A HISTORY OF WARRINGTON IN 10 1/2 OBJECTS: GIBBET IRONS

 

Hello and welcome to Episode 8 of a History of Warrington in 10.5 Objects. My name is Craig Sherwood and I’m the Collections Officer at Warrington Museum & Art Gallery.

I’ve struggled a lot in selecting an object for this, the 8th episode of this series. We’re at the 18th century and the enlightenment now and although this was the era of such cultural milestones as the Warrington Academy or the first poems of Letitia Barbauld the problem I have is that neither of these have left much physical evidence in their wake. Much as I would like to discuss 18th century education or literature this is, after all, a podcast about things and indeed stuff.

So for the next object I’ve chosen an artefact that lets us delve briefly into the genre of true crime. In some ways it speaks to us about what Warrington was like in the 18th century, because it tells us a little about what life was worth in Georgian England.

Object Number 8, an iron gibbet cage, made in 1793 in Warrington.   

For those who are unfamiliar with the term a gibbet was a gallows-type structure from which the dead bodies of criminals were hung on public display to discourage others from committing similar crimes. In England, gibbeting, also known as “hanging in chains”, peaked in the middle of the 18th century when it was most often used for traitors, murderers, pirates, sheep rustlers and highwaymen.

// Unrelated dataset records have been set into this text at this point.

PR #407, opened 2022-02-07
game: fix gun pickups disappearing on save load

### LINKED ISSUE #406: OG Bug: bad weapon replacements
Steps to reproduce:

1. Walk towards a gun pickup (such as the shotgun in the Lost Valley)
2. Save in slot 1. The gun is on the floor.
3. Pick it up
4. Save in slot 2
5. Load slot 2
6. Load slot 1. The gun is gone, instead it gets replaced with ammo.

The reason for this is because of the following chain of function calls:
1. `StartGame()`
2. `InitialiseLevel()`
3. `InitialiseLara()`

I’m standing in front of the gibbet now and it looks like what it is, a person-shaped iron frame designed to hold a corpse together in the shape of a person in a really creepy grey area between the living and the dead. Although it’s popularly called a gibbet it’s probably better described as gibbet irons or a gibbet frame as technically a gibbet was the gallows-like structure from which the cage containing the corpse would hang.

Gibbeting started off as an unofficial practice which then became official with the Murder Act of 1752. This called for the bodies of convicted murderers to be either publicly gibbeted or given over to surgeons and anatomists for dissection. Women were never gibbeted, it would be nice to think that this was out of some kind of respect for the female body but the truth is that female murderers were so rare in comparison with men that their corpses were always claimed for dissection. Even the gibbeting of male criminals wasn’t a frequent occurrence – between the passing of the Act in 1752 and the end of the practice only 80 years later the bodies of 134 men were hung in chains somewhere in England, an average of roughly 1 or 2 a year.

An example of gibbeting or “hanging in chains”

This particular gibbet was made for the body of a highwayman, one who committed one of the most sensational and high profile highway robberies in England at the time.   

The main reason that the crime was so high profile is not that it involved murder, but that it was a crime against the post office. During the 18th century the mail was usually carried in relays by post boys, who were called ‘boys’ regardless of their age, and who travelled between so-called posts in towns and cities on horseback. Each stage of the post boy’s journey was around twenty miles apart, at which point they would replace their horse with a fresh one in order to maintain a speed of around 4 miles per hour. They carried mailbags full of letters, often containing money, between towns and cities and would deliver them to the local postmaster or postmistress who removed the letters for the area and had them picked up or delivered. The post boy would then continue onto the next town or city, carrying the rest of the mail as he went. The system was notoriously inefficient but it was the best available and very much in demand even though sending a letter could cost you as much as a shilling, a weeks wages for most people.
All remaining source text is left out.